Work package 1:

Low carbon concrete for Arctic environment

Overview

Work Pachage 1 focuses on identifying, assessing and evaluating locally available raw materials in Nordic regions for the development of low-carbon concrete. The work adresses the growing shortage of convientional materials such as blast furnance slag and fly ash by exploring sustianable alternatives.

Objectives

• Identify locally available primary and secondary raw materials.
• Incorporation of local industrial by-streams as binding material (at least 30%) and aggregates (at least 50%).
• Evaluate material reactivity, composition and performance.
• Assess thier suitability for low-carbon binders in concrete.
• Enhance circular use of industrial by-products and waste materials.
• Focusing on increasing performance and durability in arctic weather conditions.

Scope 

WP1 investigates both primary (natural) and scondary (industrial by-product) resources including clay, limestone, volcanic pozzolans, indusrtial slags, mine tailings, and  construction waste. These materials are assessed for thier potential use in:

• Supplementary cementicious materials (SCMs).
• Alternative binders (alkali-activated materials)
• Aggregates in concrete.

Work Performed

WP1 combines literature review, resource mapping and experimental validation:

• Mapping of raw materials availability across Nordic regions.
• Characterization of materials based on chemical, mineralogical, and physical properties.
• Utilization of  conventional and non-conventional raw materilas in construction applications.
• Assessment of reactivity, fresh properties and hardened performance.

Key Results

• A comprehensive mapping of Nordic resources identified a wide range of primary (natural) and secondary 8industrial) raw materials with strong potential for low-carbon concrete.
• Materials were classified into hydraulic, pozzolanic, and low-reactive types depending on thier composition and reactivity.
• Experimental results show that reactive materials (e.g. slags, calcined clays, volcanic materials) significantly improve strength, microstructur and durability).
• The findings confirm strong opportunities for circular use of industry by-products, contributing to reduce Co2 emissions and more sustainable construction.

Work package 2

Durability testing procedure of low-carbon concrete

Overview

Work Package 2 focuses on improving the freeze-thaw durability assessment of low-carbon concrete with high SCM content, for which existing standard methods often show high variability and limited reliability.
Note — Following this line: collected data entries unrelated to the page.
PR #160, opened 2020-01-28
update notification endpoint version

cangelis:
**Description**

Update Notification endpoint version.

`v1` version doesn't seem to be saving the `eventConfigs`

### DIFF
--- a/src/Adyen/Client.php
+++ b/src/Adyen/Client.php
@@ -22,7 +22,7 @@ class Client
     const API_RECURRING_VERSION = "v25";
     const API_CHECKOUT_VERSION = "v51";
     const API_CHECKOUT_UTILITY_VERSION = "v1";
-    const API_NOTIFICATION_VERSION = "v1";
+    const API_NOTIFICATION_VERSION = "v5";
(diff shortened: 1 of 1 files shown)


rikterbeek:
Hi @cangelis,

Thanks for the PR! We will look if this will result in a breaking change or not so we can create the right release number for this. When we know this we will merge and provide a new release.

Regards,
Rik
Adyen

cangelis:
Hi @rikterbeek 

This is a major blocker for us to go live soon and the existing `v1` endpoint doesn't meet the official api documentation.

I thought this library is the official php library of adyen and we rely on the library from day 1 because of this reason (which was a huge mistake) but you can't be aware that if an endpoint version change can cause a BC break instantly. Also many features are missing and we also try to contribute to the project at the same time.

I'd be appreciated if you can look into this asap since we are about to go live soon.

rikterbeek:
Hi @cangelis,

Understand, we will merge this PR and create a new major release for this library. We will update all APIs to latest version.

Regards,
Rik
Adyen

The work combines a systematic review of over 350 studies with experimental testing of concrete mixtures, analysing the influence of curing conditions, temprature cycles and testing procedures. Advanced methods such as Taguchi design and Grey Relational Analysis are used to optimise testing parameters and identify key factors affecting durability.

In addition, WP2 includes the establishement of long-term durability monitioring station for low-carbon concrete at Narvik harbour, where concrete samples are exposed for long period of time. This provides essential data to validate accelerated laboratory tests and improves the understanding of real performance under exposure conditions, particularly in cold climates.

Objectives

• Analysis of existing testing methods for the durability of LCC.
• Identify limitations and inconsistencies in current standards.
• State-of-the-art analysis.
• Modifications of accelerated freeze-thaw testing methods.
• Experimental verification of the modified methods.
• Long-term durability testing.

Scope 

WP2 addresses the evaluation and improvement of freeze-thaw durability testing methods for low-carbon cocnrete. This includes the review and comparision of existing freeze-thaw standards, identification of key limitations, and development of modified testing procedures. The scop also covers experimental validation, optimisation parameters, and establishment of long-term monitoring for performance validation.

Work Performed

• Comprehensive review of durability testing methods and standards.
• Development of a systematic database of freeze-thaw studies.
• Experimental testing of concrete mixes with slag and volcanic materials.
• Application of taguchi experimental design, grey relational analysis (GRA) and ANOVA for identifying key parameters.
• Evaluation of scaling due to freeze-thaw cycles, influnce of curing, microstructure and strength development.

key Results

•  Exisitng freeze-thaw test methods show large variability especially for low-carbon concrete with high SCM content.
• Curing conditions were identified as one of the critical factors influencing durability performance, with extended curing improve freze-thaw damage.
• Experimental results highlight strong interactions between testing parameters, indicating that durability cannot be assessed using a single factor.
• Application of Taguchi design and Grey relational analysis (GRA) enabled efficient identification of critical parameters and optimisation and testing procedures.
• The establishment of long-term monitoring station provides valuable data for valodating accelerated test methods and improving prediction of real performance over time. 

Work package 3

Environmental analysis - Life cycle analysis

Objectives

• Life cycle analysis of newly developed LCC compared to concrete currently in use.
• Determining end-of-life criteria for these materials with respect to lifespan.
• Development of know-how affecting total life cycle costs and environmental impact.